3. More workers will work extra years before retiring. Why quit early if you're making good money and you're contributing to the success of your company?
4. With more workers working extra years, some of the increasing pressure on Social Security will be relieved.
5. Unions will be able to negotiate for better pay and better safety. They won't have to fight for expensive health care benefits that certainly offer less benefit for younger workers -- except, of course, when they really, really, really need them.
6. American corporations can be come more competitive as the crushing health care burden that sunk General Motors are no longer eating as heavily into their profits.
7. Businesses will make fewer mistakes driven by youthful exuberance and inexperience. It's great that younger workers have the drive and energy to push goals forward, but it makes sense to have top management decisions made not just by youthful visionaries, but also by those who've seen the consequences of rash decisions made by too much testosterone and Red Bull. (The Internet boom comes to mind.)
8. Uninsured health costs paid by the government would go down.
9. Hospitals could stay in business because they would reduce unpaid care provided to those without health insurance.

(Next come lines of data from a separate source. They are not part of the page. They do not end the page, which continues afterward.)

PR #1054, opened 2016-07-09
Remove user dependency from installation tracking API

### LINKED ISSUE #1040: Remove user account dependency in tracking experiment installations
The method we use to track experiment installations on the server (mainly for counting users) has some FxA dependencies that need changing:
- [x] [UserInstallation model](https://github.com/mozilla/testpilot/blob/master/testpilot/experiments/models.py#L112) includes a pointer to user account along with browser client ID. 
- [x] [The API](https://github.com/mozilla/testpilot/blob/master/testpilot/experiments/views.py#L47) for managing installation status requires authentication
- [x] [The add-on](https://github.com/mozilla/testpilot/blob/master/addon/index.js#L427) uses authentication cookies as part of the request to that API.
- [x] [The `installation_count` property of the Experiment model](https://github.com/mozilla/testpilot/blob/master/testpilot/experiments/models.py#L64) counts distinct users in installation records - this should just be a straight installation count after the user column is removed.

lmorchard:
- Migration to drop user field from UserInstallation model, users
  relation in Experiment model.
- Remove `distinct('user')` filter from `installation_count` property in
  Experiment model.
- Drop auth requirement from installation tracking API resources.
- Remove unused `experiment-installation-list` API resource.
- Remove list of installed experiments from `/api/me` resource.
- Stop doing a full sync of experiments with the server, list of enabled
  experiments from the add-on is authoritative
- Separate call to fetch installed experiments and request to fetch
  `/api/me` resource in frontend Me model.
- Remove deletion of user installations from user retire API resource.
- Bump add-on to v0.8.0
- Updated tests.

Fixes #1040

### DIFF
--- a/testpilot/frontend/static-src/app/models/me.js
+++ b/testpilot/frontend/static-src/app/models/me.js
@@ -32,40 +32,35 @@ export default Model.extend({
   },
 
   fetch() {
+    return Promise.all([
+      this.fetchInstalledExperiments(),
+      this.fetchMeResource()
+    ]);
+  },
+
+  fetchInstalledExperiments() {
+    this.hasAddon = Boolean(window.navigator.testpilotAddon);
+    if (!this.hasAddon) { return false; }
+
+    // HACK: Previous versions of the add-on expected installation data from
+    // the server, but that's no longer available. So, let's fake it, with an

10. The general health of the 55-65 demographic ought to improve a bit as needed medical care can be accessed as needed, rather than only when situation become desperate.
11. State funded workman's compensation costs would go down, thereby making American employers more competitive.
12. More money will be available for banks to loan, because American savings rates will go up, when IRAs are no longer bled dry by medical bills.
13. Bankruptcies and foreclosures will go down. 50% of all bankruptcies are medically related [2] and 25% of those facing foreclosure say their inability to pay is related to medical problems.
14. When we die, we'd get to quit having to answer all those embarrassing questions from St. Peter about why the richest country on Earth wasn't willing to provide basic health care to many of its citizens. ("And the King shall answer and say to them, Truly I say to you, Inasmuch as you have done it to one of the least of these my brothers, you have done it to me." Matthew 25:40.)
So our choices are stark:
1. We can continue as we are, with our top priority clearly demonstrated as the need to offer an earnings bonus to insurance and health companies at terrible personal, physical, and financial cost to a generation of older, injured, and sick workers. Or,
2. We can create a public option that covers all uninsured workers, thereby reducing health care costs by $150 billion over 10 years (according the Congressional Budget Office). We'll also increase American competitiveness, increase America's healthiness, dramatically reduce its medical costs, bolster Social Security, and we'll end the embarrassment of being the only first-world country that lets millions and millions of its citizens suffer without health care.